Plot selected display trees

The plot below shows a stored tree and annotates leaves with action-conditional estimated advantages and sample shares. The advantage is the estimated value of the displayed action minus the alternative action within the same leaf. These labels describe the displayed tree. The held-out CV object remains the source for depth, value, and split-frequency claims.

selected_depth <- policy_cv$depth_map[["model_y1"]]

margot_plot_decision_tree(
  fit,
  model_name = "model_y1",
  max_depth = selected_depth,
  show_leaf_metrics = TRUE
)

For a report, we can pair the plot with held-out summaries:

policy_cv$split_summary |>
  filter(model == "model_y1", depth == selected_depth, node_id == 1)

policy_cv$leaf_summary |>
  filter(model == "model_y1", depth == selected_depth)

Summarise outcome-wide recurrence

Outcome-wide recurrence asks whether the same baseline variables recur across outcomes. This layer is descriptive unless a study defines a formal family-level target.
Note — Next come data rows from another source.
PR #1257, opened 2019-01-02
feat: add action toggle component 

### LINKED ISSUE #1131: Create "action toggle" as a new composed MSFT component

scomea:
# Description
Add an action toggle styled component.  
(This pr went stale over the holidays and this is the revived version - https://github.com/Microsoft/fast-dna/pull/1162)

## Motivation & context
Closes #1131 - Create "action toggle" as a new composed MSFT component.

## Issue type checklist

## Process & policy checklist
- [X] I have read the [CONTRIBUTING](https://github.com/Microsoft/fast-dna/blob/master/CONTRIBUTING.md) documentation and followed the [standards](https://microsoft.github.io/fast-dna/docs/en/contributing/standards) for this project


packages/fast-components-class-name-contracts-msft/src/action-toggle/index.ts
```diff
@@ -0,0 +1,42 @@
+/**
+ * The class name contract for the action toggle component
+ */
+export interface ActionToggleClassNameContract {
+    /**
+     * The root of the action toggle component
+     */
+    actionToggle: string;
+    /**
```
nalogiudice: nit: can you normalize the line breaks between comments and declarations?

packages/fast-components-react-msft/src/action-toggle/README.md
```diff
@@ -0,0 +1,13 @@
+# Action Toggle
+*Action toggle* should be used as control on or around an interactive region of the page that affects the region or items within the region. It usually represents a switch between one of two states.
+
+## Usage
+Use *action toggle* for specific control around a functional state. Labeling can be done using a glyph and text, but could also contain just a glyph or just text. Make sure the text and glyph clearly represent the expected function. When only a glyph is used to label the button, include a tooltip in a span element following the button element.
```
nalogiudice: "When only a glyph is used to label the button, include a tooltip in a span element following the button element."
I'm not sure we should include this right now since tooltip doesn't exist.

packages/fast-components-react-msft/src/action-toggle/README.md
```diff
@@ -0,0 +1,13 @@
...
+
+The "selectedGlyph" and "unselectedGlyph" props take a function that returns a ReactNode to render the glyph (ie. a [render prop](https://reactjs.org/docs/render-props.html)).  Note that the function should accept a string parameter that is applied as a classname to the top level element of the resulting node.  This classname  will be populated by the *action toggle* component to use an internally generated class ("actionToggle_selectedGlyph" & "actionToggle_unselectedGlyph") to apply to the glyphs for styling.
```
nalogiudice: class name should be two words

nalogiudice: I'm also not sure we should be including this level of detail about something that is basically baked-in.

packages/fast-components-react-msft/src/action-toggle/README.md
```diff
@@ -0,0 +1,13 @@
...
+
+The "selectedGlyph" and "unselectedGlyph" props take a function that returns a ReactNode to render the glyph (ie. a [render prop](https://reactjs.org/docs/render-props.html)).  Note that the function should accept a string parameter that is applied as a classname to the top level element of the resulting node.  This classname  will be populated by the *action toggle* component to use an internally generated class ("actionToggle_selectedGlyph" & "actionToggle_unselectedGlyph") to apply to the glyphs for styling. 
+
+## Style guidance
+Multiple related *action toggle* controls should be grouped together visually to reinforce their associated functionality. Place the toggle where it is not hidden or obscured in the clutter of the page.
+
+## Accessibility
+The *action toggle* utilizes the text found in the "selectedARIALabel" and "unselectedARIALabel" properties to populate an aria-label with the toggled state. This is important when the *action toggle* is configured as glyph-only. Otherwise, a non-sighted user would not have context to the toggle change. If a more verbose description is needed, tooltip is always an option to provide additional context.
```
nalogiudice: Same thing about tooltip here too

packages/fast-components-react-msft/src/action-toggle/action-toggle.props.ts
```diff
@@ -0,0 +1,72 @@
...
+
+    /**
+     * The action toggle unselected content
+     */
+    unselectedContent?: React.ReactNode;
+
+    /**
+     * The action toggle unselected ARIA text
+     */
+    unselectedLabel: string;
```
nalogiudice: In the README, you call this `selectedARIALabel` but here it is `unselectedLabel`. These should be consistent

packages/fast-components-react-msft/src/action-toggle/action-toggle.props.ts
```diff
@@ -0,0 +1,72 @@
...
+    primary = ButtonAppearance.primary,
+}
+
+export interface ActionToggleManagedClasses
+    extends ManagedClasses<ActionToggleClassNameContract> {}
+export interface ActionToggleHandledProps
+    extends Omit<ButtonHandledProps, "appearance" | keyof ButtonManagedClasses>,
+        ActionToggleManagedClasses {
+    /**
+     * The action toggle selected glyph render prop
```
nalogiudice: Since these are actually more about a UI state, I would rewrite the comment to something more like:
"The action toggle selected state glyph"
Same for the unselectedGlyph

packages/fast-components-react-msft/src/action-toggle/action-toggle.schema.json
```diff
@@ -0,0 +1,35 @@
...
+            "title": "Disabled",
+            "type": "boolean"
+        },
+        "selected": {
+            "title": "Selected",
+            "type": "boolean"
+        },
+        "selectedContent": {
+            "title": "Selected text",
+            "type": "object"
```
nalogiudice: What does this look like in the editor?

packages/fast-components-react-msft/src/action-toggle/action-toggle.schema.json
```diff
@@ -0,0 +1,35 @@
...
+        },
+        "unselectedContent": {
+            "title": "Unselected text",
+            "type": "object"
+        },
+        "selectedLabel": {
+            "title": "Selected label",
```
nalogiudice: If these are aria, the title should say "Selected HTML aria-label attribute". If these are just the display string, then this title works.

packages/fast-components-react-msft/src/action-toggle/action-toggle.spec.tsx
```diff
@@ -0,0 +1,291 @@
...
+
+/*
+ * Configure Enzyme
+ */
+configure({ adapter: new Adapter() });
+
+describe("action toggle", (): void => {
+    const managedClasses: ActionToggleClassNameContract = {
+        actionToggle: "action-toggle",
+        actionToggle_selectedGlyph: "selectedGlyph",
```
nalogiudice: nit: `action-toggle-selected-glyph` would align with our standards better

packages/fast-components-react-msft/src/action-toggle/action-toggle.spec.tsx
```diff
@@ -0,0 +1,291 @@
...
+
+    test("should not throw if managedClasses are not provided", () => {
+        expect(() => {
+            shallow(
+                <MSFTActionToggle selectedLabel="selected" unselectedLabel="unselected" />
+            );
+        }).not.toThrow();
+    });
+
+    test("should create unselectedglyph element passed in", () => {
```
nalogiudice: typo I think "...element _if_ passed in" 
This occurrence is elsewhere in the file.

packages/fast-components-react-msft/src/action-toggle/action-toggle.spec.tsx
```diff
@@ -0,0 +1,291 @@
...
+        const props: ActionToggleHandledProps = {
+            selectedLabel: "selected",
+            unselectedLabel: "unselected",
+            disabled: true,
+        };
+
+        const rendered: any = mount(<ActionToggle {...props} />);
+
+        expect(rendered.find("button").prop("className")).toContain(
+            "actionToggle__disabled"
```
nalogiudice: I would prefer to interpolate this class name in case it changes i.e. `${managedClasses.actionToggle__disabled}`

packages/fast-components-react-msft/src/action-toggle/action-toggle.spec.tsx
```diff
@@ -0,0 +1,291 @@
...
+        };
+
+        const rendered: any = mount(
+            <ActionToggle className={"custom-class-name"} {...props} />
+        );
+
+        expect(rendered.find("button").prop("className")).toContain("custom-class-name");
+    });
+
+    test("should apply the custom selected ARIA label", () => {
```
nalogiudice: This test description is wrong. And there is some copy/paste errors in the render.

packages/fast-components-class-name-contracts-msft/src/action-toggle/index.ts
```diff
@@ -0,0 +1,42 @@
+/**
+ * The class name contract for the action toggle component
+ */
+export interface ActionToggleClassNameContract {
+    /**
+     * The root of the action toggle component
+     */
+    actionToggle: string;
```
janechu: I believe this should be optional, all class names should be optional.

packages/fast-components-react-msft/src/action-toggle/action-toggle.tsx
```diff
@@ -0,0 +1,220 @@
...
+import Foundation, { HandledProps } from "@microsoft/fast-components-foundation-react";
+import { Button, ButtonAppearance } from "../button";
+import {
+    ActionToggleAppearance,
+    ActionToggleHandledProps,
+    ActionToggleProps,
+    ActionToggleUnhandledProps,
+} from "./action-toggle.props";
+import { actionToggleButtonOverrides } from "@microsoft/fast-components-styles-msft";
+import { isNullOrWhiteSpace } from "@microsoft/fast-web-utilities";
```
janechu: This is not used, please remove.

packages/fast-components-react-msft/package.json
```diff
@@ -80,6 +80,7 @@
     "@microsoft/fast-jss-manager": "^3.0.7",
     "@microsoft/fast-sketch-library": "^3.0.3",
     "@microsoft/fast-tslint-rules": "^3.0.1",
+    "@microsoft/fast-web-utilities": "^3.0.3",
```
janechu: Please remove, see my comment on the file, the import is not actually used

packages/fast-components-react-msft/src/action-toggle/action-toggle.spec.tsx
```diff
@@ -0,0 +1,291 @@
...
+            "actionToggle__hasGlyphAndContent"
+        );
+
+        rendered.find("button").simulate("click");
+        expect(rendered.find("button").prop("className")).not.toContain(
+            "actionToggle__hasGlyphAndContent"
+        );
+    });
+
+    test("should not apply a hasGlyphandContent  class when display is glyph only", () => {
```
nalogiudice: Some extra spacing in the description

packages/fast-components-react-msft/src/action-toggle/action-toggle.schema.json
```diff
@@ -0,0 +1,35 @@
...
+            "title": "Selected",
+            "type": "boolean"
+        },
+        "selectedContent": {
+            "title": "Selected text",
+            "type": "object"
+        },
+        "unselectedContent": {
+            "title": "Unselected text",
+            "type": "object"
```
janechu: These are not objects in the sense that you are not enumerating properties on a regular object, they are instead ReactNodes, now if they are not react renderprops you should use place these in "reactProperties" with the type set as "children" see: https://github.com/Microsoft/fast-dna/tree/master/packages/fast-form-generator-react#react-children

Looks like you added the property below, just need to place these there with the appropriate type set.

packages/fast-components-react-msft/src/action-toggle/action-toggle.tsx
```diff
@@ -0,0 +1,220 @@
...
+        } else {
+            classNames = `${classNames} ${this.getAppearanceString(
+                ActionToggleAppearance.lightweight
+            )}`;
+        }
+
+        if (this.hasGlyphAndContent()) {
+            classNames = `${classNames} ${get(
+                this.props,
+                "managedClasses.actionToggle__hasGlyphAndContent"
```
nalogiudice: I think you need the trailing `,""` for all these get class name calls

packages/fast-components-react-msft/src/action-toggle/action-toggle.tsx
```diff
@@ -0,0 +1,220 @@
...
+                "managedClasses.actionToggle__disabled"
+            )}`;
+        }
+
+        if (this.state.selected) {
+            classNames = `${classNames} ${get(
+                this.props,
+                "managedClasses.actionToggle__selected"
+            )}`;
+            classNames = `${classNames} ${this.getAppearanceString(
```
nalogiudice: Why do you need the `getAppearanceString` function at all? Why can't you just get the class name here?

packages/fast-components-react-msft/src/action-toggle/action-toggle.spec.tsx
```diff
@@ -0,0 +1,291 @@
...
+        };
+
+        const rendered: any = mount(<ActionToggle {...props} />);
+
+        expect(rendered.find("button").prop("className")).toContain(
+            "actionToggle__disabled"
+        );
+    });
+
+    test("should apply a custom class-name", () => {
```
janechu: nit: prefer "should add a custom class name if a class name has been provided"

packages/fast-components-react-msft/src/action-toggle/action-toggle.tsx
```diff
@@ -0,0 +1,220 @@
...
+                  !isNullOrUndefined(this.props.unselectedContent);
+    }
+
+    /**
+     * Handles onClick
+     */
+    private handleToggleChange = (e: React.MouseEvent<HTMLElement>): void => {
+        if (typeof this.props.selected !== "boolean") {
+            this.setState({ selected: !this.state.selected });
+        }
```
nalogiudice: nit: line breaks between function calls

packages/fast-components-react-msft/src/action-toggle/action-toggle.tsx
```diff
@@ -0,0 +1,220 @@
...
+        if (this.props.onChange) {
```
nalogiudice: I think you'll need to check if this is a function

packages/fast-components-react-msft/src/action-toggle/action-toggle.tsx
```diff
@@ -0,0 +1,220 @@
...
+                }
+                jssStyleSheet={actionToggleButtonOverrides}
+            >
+                {this.renderGlyph()}
+                {this.renderLabel()}
+            </Button>
+        );
+    }
+
+    public getAppearance(): ActionToggleAppearance {
```
janechu: should be private

packages/fast-components-react-msft/src/action-toggle/action-toggle.tsx
```diff
@@ -0,0 +1,220 @@
...
+        if (this.state.selected) {
+            return ActionToggleAppearance.primary;
+        } else {
```
janechu: no need for else wrapper

packages/fast-components-react-msft/src/action-toggle/action-toggle.tsx
```diff
@@ -0,0 +1,220 @@
...
+        }
+    }
+
+    /**
+     * Returns the appropriate ARIA label
+     */
+    public renderARIALabel(): string {
+        if (this.state.selected) {
+            return this.props.selectedLabel;
+        } else {
```
janechu: no need for else wrapper

packages/fast-components-react-msft/src/action-toggle/action-toggle.tsx
```diff
@@ -0,0 +1,220 @@
...
+            return ActionToggleAppearance.primary;
+        } else {
+            return ActionToggleAppearance.lightweight;
+        }
+    }
+
+    /**
+     * Returns the appropriate ARIA label
+     */
+    public renderARIALabel(): string {
```
janechu: should be private, also I believe the casing should be renderAriaLabel

packages/fast-components-react-msft/src/action-toggle/action-toggle.tsx
```diff
@@ -0,0 +1,220 @@
...
+        }
+    }
+
+    /**
+     * Returns the appropriate text label
+     */
+    public renderLabel(): React.ReactNode {
+        if (this.state.selected) {
+            return this.props.selectedContent;
+        } else {
```
janechu: no need for else wrapper

packages/fast-components-react-msft/src/action-toggle/action-toggle.tsx
```diff
@@ -0,0 +1,220 @@
...
+            return this.props.selectedLabel;
+        } else {
+            return this.props.unselectedLabel;
+        }
+    }
+
+    /**
+     * Returns the appropriate text label
+     */
+    public renderLabel(): React.ReactNode {
```
janechu: should be private

packages/fast-components-react-msft/src/action-toggle/action-toggle.tsx
```diff
@@ -0,0 +1,220 @@
...
+            return this.props.selectedContent;
+        } else {
+            return this.props.unselectedContent;
+        }
+    }
+
+    /**
+     * Render Glyphs
+     */
+    public renderGlyph(): React.ReactNode {
```
janechu: should be private

packages/fast-components-react-msft/src/action-toggle/action-toggle.tsx
```diff
@@ -0,0 +1,220 @@
...
+        if (this.state.selected) {
+            return this.renderSelectedGlyph();
+        } else {
```
janechu: no need for else wrapper

packages/fast-components-react-msft/src/action-toggle/action-toggle.tsx
```diff
@@ -0,0 +1,220 @@
...
+            return this.renderUnselectedGlyph();
+        }
+    }
+
+    public renderSelectedGlyph(): React.ReactNode {
```
janechu: should be private

packages/fast-components-react-msft/src/action-toggle/action-toggle.tsx
```diff
@@ -0,0 +1,220 @@
...
+        if (typeof this.props.selectedGlyph === "function") {
+            return this.props.selectedGlyph(
+                get(this.props, "managedClasses.actionToggle_selectedGlyph")
+            );
+        }
+        return null;
+    }
+
+    public renderUnselectedGlyph(): React.ReactNode {
```
janechu: should be private

packages/fast-components-react-msft/src/action-toggle/action-toggle.tsx
```diff
@@ -0,0 +1,220 @@
+import * as React from "react";
```
janechu: I'm not sure what's going on here but is the indenting off?

packages/fast-components-react-msft/src/action-toggle/action-toggle.tsx
```diff
@@ -0,0 +1,220 @@
...
+            );
+        }
+        return null;
+    }
+
+    /**
+     * Generates class names
+     */
+    protected generateClassNames(): string {
+        let classNames: string = get(this.props, "managedClasses.actionToggle") || "";
```
janechu: you can add the "" as the third argument in the get instead

packages/fast-components-react-msft/src/action-toggle/action-toggle.tsx
```diff
@@ -0,0 +1,220 @@
...
+            classNames = `${classNames} ${get(
+                this.props,
+                "managedClasses.actionToggle__hasGlyphAndContent"
+            )}`;
+        }
+
+        return super.generateClassNames(classNames);
+    }
+
+    private getAppearanceString(appearance: ActionToggleAppearance): string {
```
janechu: can you rename to "getAppearanceClassName"?

packages/fast-components-class-name-contracts-msft/src/action-toggle/index.ts
nalogiudice: I thought we decided the opposite? In a styled component, the base class name should always be there. That is what makes it styled.

@nicholasrice I feel like we have been around about this more than once...

packages/fast-components-react-msft/src/action-toggle/action-toggle.spec.tsx
nalogiudice: +1 also class name is two words

packages/fast-components-class-name-contracts-msft/src/action-toggle/index.ts
chrisdholt: I think Jane is correct here, all class names should be optional. In a previous PR I think this was incorrectly implied.

nalogiudice: Can we have a formal statement on why this is the case, so we don't run into this back-and-forth again?

packages/fast-components-react-msft/src/action-toggle/README.md
Falkicon: Tooltip is coming fairly soon. If we remove this we should file a task to re-add it once tooltip is completed.

packages/fast-components-class-name-contracts-msft/src/action-toggle/index.ts
Falkicon: Maybe a good topic to note in our contributing documentation if we are getting confused.

packages/fast-components-react-msft/src/action-toggle/README.md
```diff
@@ -0,0 +1,13 @@
+# Action Toggle
```
Falkicon: Please add one line break between headings and paragraphs in markdown. (this rule applies to all markdown 'elements').

packages/fast-components-react-msft/src/action-toggle/README.md
```diff
@@ -0,0 +1,13 @@
...
+*Action toggle* should be used as control on or around an interactive region of the page that affects the region or items within the region. It usually represents a switch between one of two states.
```
Falkicon: "should be used as a control" not "should be used as control".

packages/fast-components-react-msft/src/action-toggle/README.md
Falkicon: You can remove the word "clearly" in "text and glyph clearly represent"

packages/fast-components-react-msft/src/action-toggle/README.md
Falkicon: "string parameter applied as a class name"

packages/fast-components-react-msft/src/action-toggle/README.md
```diff
@@ -0,0 +1,13 @@
...
+
+## Usage
+Use *action toggle* for specific control around a functional state. Labeling can be done using a glyph and text, but could also contain just a glyph or just text. Make sure the text and glyph clearly represent the expected function. When only a glyph is used to label the button, include a tooltip in a span element following the button element.
+
+The "selectedGlyph" and "unselectedGlyph" props take a function that returns a ReactNode to render the glyph (ie. a [render prop](https://reactjs.org/docs/render-props.html)).  Note that the function should accept a string parameter that is applied as a classname to the top level element of the resulting node.  This classname  will be populated by the *action toggle* component to use an internally generated class ("actionToggle_selectedGlyph" & "actionToggle_unselectedGlyph") to apply to the glyphs for styling. 
+
+## Style guidance
+Multiple related *action toggle* controls should be grouped together visually to reinforce their associated functionality. Place the toggle where it is not hidden or obscured in the clutter of the page.
```
Falkicon: You can remove the word "together". e.g. "controls should be grouped visually to reinforce"

packages/fast-components-react-msft/src/action-toggle/README.md
Falkicon: "The aria-label is important when ..."

Falkicon: "Otherwise, a non-sighted user would not get the context of the toggle change."

Falkicon: If the tooltip sentence stays: "If a more verbose description is needed, a tooltip is an option to provide additional context."

packages/fast-components-react-msft/src/action-toggle/README.md
scomea: Seems like unnecessary churn to me to remove tooltip references only to restore them in the short term?

packages/fast-components-react-msft/src/action-toggle/README.md
scomea: Applied Jason's edits.  Same notion about tooltip as above, seems like unnecessary churn.

packages/fast-components-react-msft/src/action-toggle/action-toggle.schema.json
scomea: Changed to string which works and is editable but does not enable the full range of options for this prop which takes a ReactNode

packages/fast-components-react-msft/src/action-toggle/action-toggle.schema.json
scomea: changed

packages/fast-components-react-msft/src/action-toggle/README.md
chrisdholt: I like keeping the tooltip so long as we are not referencing it as a component. It's a nit, but I would suggest ensuring that we call it out as "a tooltip" so that we aren't referencing something internal ("tooltip" as a thing we have), but rather the accessible pattern/control in general.

packages/fast-components-react-msft/src/action-toggle/README.md
chrisdholt: I like keeping tooltip so long as we reference it in terms of "a tooltip" (generic pattern), rather than "tooltip" (component)

packages/fast-components-class-name-contracts-msft/src/action-toggle/index.ts
nalogiudice: Not seeing this resolved, though it is marked resolved.

packages/fast-components-react-msft/src/action-toggle/action-toggle.spec.tsx
scomea: That does not actually return the string we're checking for.  Hardcoding the string being checked for seems to be a consistent pattern - search the repo for 'prop("className")).toContain('  and you get a bunch of hits.  Is there an example of a better way?  (I'm also realizing that the managedClasses declaration at the top might not serve any useful purpose)

chrisdholt: Managed classes declaration at the top is typically useful to remove duplication (not having to declare that object over and over and over for individual tests). As far as checking via accessing the managed classes const - can we write an issue to address this? I think it warrants discussion regarding cost/benefit and any potential gotcha's. I don't think it's necessary to block this PR on that change unless there is a clear problem being solved in this PR

packages/fast-components-class-name-contracts-msft/src/action-toggle/index.ts
scomea: Made optional for this and action-trigger as well (it was also incorrect)

packages/fast-components-react-msft/src/action-toggle/action-toggle.schema.json
scomea: worked, thx

packages/fast-components-react-msft/src/action-toggle/action-toggle.tsx
scomea: Actually don't need that function at all and can put the logic here.  I guess I thought I might need to use it elsewhere at some point.

packages/fast-components-react-msft/src/action-toggle/action-toggle.tsx
scomea: yep

packages/fast-components-react-msft/src/action-toggle/action-toggle.spec.tsx
```diff
@@ -0,0 +1,291 @@
...
+        const rendered: any = mount(
+            <ActionToggle
+                className={"custom-class-name"}
+                {...props}
+                onChange={onChange}
+            />
+        );
+
+        expect(rendered.find("button").prop("className")).not.toContain(
+            "actionToggle__selected"
```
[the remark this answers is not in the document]
scomea: see above

packages/fast-components-react-msft/src/action-toggle/action-toggle.spec.tsx
nalogiudice: I forgot the `.` at the beginning, so that is why it probably didn't work. This can be done in another task to clean up usage, but I do feel like it is the more correct way, as per my reasoning.

packages/fast-components-react-msft/src/action-toggle/README.md
nalogiudice: I am seeing a lot of "resolved" comments without changes. For instance, above class name is still one word, yet this  was marked as resolved. If it is resolved, I would expect the change OR if there is a disagreement, there should be a follow-up comment regarding it.

packages/fast-components-react-msft/src/action-toggle/action-toggle.schema.json
nalogiudice: So shouldn't it be removed here now?

packages/fast-components-react-msft/src/action-toggle/action-toggle.spec.tsx
nalogiudice: Not seeing resolution or reasoning for not resolving

packages/fast-components-react-msft/src/action-toggle/action-toggle.spec.tsx
nalogiudice: Not seeing resolution or reasoning for not resolving

packages/fast-components-react-msft/src/action-toggle/action-toggle.spec.tsx
nalogiudice: Not seeing resolution or reasoning for not resolving

packages/fast-components-react-msft/src/action-toggle/action-toggle.spec.tsx
nalogiudice: Not seeing resolution or reasoning for not resolving

packages/fast-components-react-msft/src/action-toggle/action-toggle.spec.tsx
```diff
@@ -0,0 +1,291 @@
...
+
+    test("should apply the custom selected ARIA label", () => {
+        const props: ActionToggleHandledProps = {
+            selectedLabel: "selected",
+            unselectedLabel: "unselected",
+            selected: true,
+        };
+
+        const rendered: any = mount(
+            <ActionToggle className={"custom-class-name"} {...props} />
```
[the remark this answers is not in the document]
nalogiudice: Not seeing resolution or reasoning for not resolving

packages/fast-components-react-msft/src/action-toggle/action-toggle.spec.tsx
nalogiudice: Not seeing resolution or reasoning for not resolving

packages/fast-components-react-msft/src/action-toggle/README.md
scomea: Because I have not yet pushed up an updated changelist yet?

packages/fast-components-react-msft/src/action-toggle/README.md
scomea: This? -"When only a glyph is used to label the button other elements, such as a tooltip, may be required to make the toggle's function clear."  I think the previous blurb was overly prescriptive.

packages/fast-components-react-msft/src/action-toggle/README.md
scomea: Updated with changes.

packages/fast-components-react-msft/src/action-toggle/action-toggle.spec.tsx
scomea: Updated with changes.

packages/fast-components-react-msft/src/action-toggle/action-toggle.spec.tsx
scomea: Updated with changes.

packages/fast-components-react-msft/src/action-toggle/action-toggle.spec.tsx
scomea: Updated with changes.

packages/fast-components-react-msft/src/action-toggle/action-toggle.schema.json
scomea: Updated with changes.

packages/fast-components-react-msft/src/action-toggle/action-toggle.spec.tsx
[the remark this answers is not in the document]
scomea: Updated with changes.

packages/fast-components-react-msft/src/action-toggle/action-toggle.spec.tsx
scomea: Updated with changes.

packages/fast-components-react-msft/src/action-toggle/README.md
scomea: Yep, tooltips exist even if we don't have a component yet.  How about "If a more verbose description is needed, a tooltip is an option to provide additional context."?

packages/fast-components-react-msft/src/action-toggle/action-toggle.spec.tsx
scomea: changes uploaded

packages/fast-components-react-msft/src/action-toggle/README.md
```diff
@@ -0,0 +1,17 @@
+# Action Toggle
+
+*Action toggle* should be used as a control on or around an interactive region of the page that affects the region or items within the region. It usually represents a switch between one of two states.
+
+## Usage
+
+Use *action toggle* for specific control around a functional state. Labeling can be done using a glyph and text, but could also contain just a glyph or just text. Make sure the text and glyph represent the expected function. When only a glyph is used to label the button, include a tooltip in a span element following the button element.
+
+The "selectedGlyph" and "unselectedGlyph" props take a function that returns a ReactNode to render the glyph (ie. a [render prop](https://reactjs.org/docs/render-props.html)).  Note that the function should accept a string parameter that is applied as a class name to the top level element of the resulting node.  This class name  will be populated by the *action toggle* component to use an internally generated class ("actionToggle_selectedGlyph" & "actionToggle_unselectedGlyph") to apply to the glyphs for styling.
```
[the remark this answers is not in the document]
scomea: Good eye.  Fix queued.

packages/fast-components-react-msft/src/action-toggle/README.md
chrisdholt: @scomea yep - exactly. I think the only thing missing from the last sentance above is "a" to denote, "a tooltip". Agree with this 100%

packages/fast-components-react-msft/src/action-toggle/action-toggle.props.ts
```diff
@@ -0,0 +1,72 @@
...
+
+    /**
+     * The action toggle selected ARIA text
+     */
+    selectedLabel: string;
+
+    /**
+     * The onChange event handler
+     */
+    onChange?: (event: React.MouseEvent<HTMLElement>) => void;
```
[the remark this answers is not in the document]
scomea: I changed it to onToggle and added the props to the return value as we do in Context Menu Item.

packages/fast-components-react-msft/src/action-toggle/action-toggle.tsx
scomea: Yep

packages/fast-components-react-msft/src/action-toggle/action-toggle.tsx
scomea: yep

packages/fast-components-react-msft/src/action-toggle/action-toggle.tsx
scomea: yep

packages/fast-components-react-msft/src/action-toggle/action-toggle.tsx
scomea: yep

packages/fast-components-react-msft/src/action-toggle/action-toggle.tsx
scomea: yep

recurrence <- margot_policy_recurrence_summary(policy_cv)
recurrence

A cautious report might say:

Age recurred as a root or near-root policy-tree variable across both outcomes, but held-out gains were small. We treat age as a recurring exploratory organiser, not a confirmed moderator.

Optional extensions

RATE/AUTOC can be added when investigators need an explicit heterogeneity test. When used, RATE/AUTOC should be cross-validated. Qini/uplift curves remain optional and exploratory until the analysis has a clearly defined cost-benefit interpretation.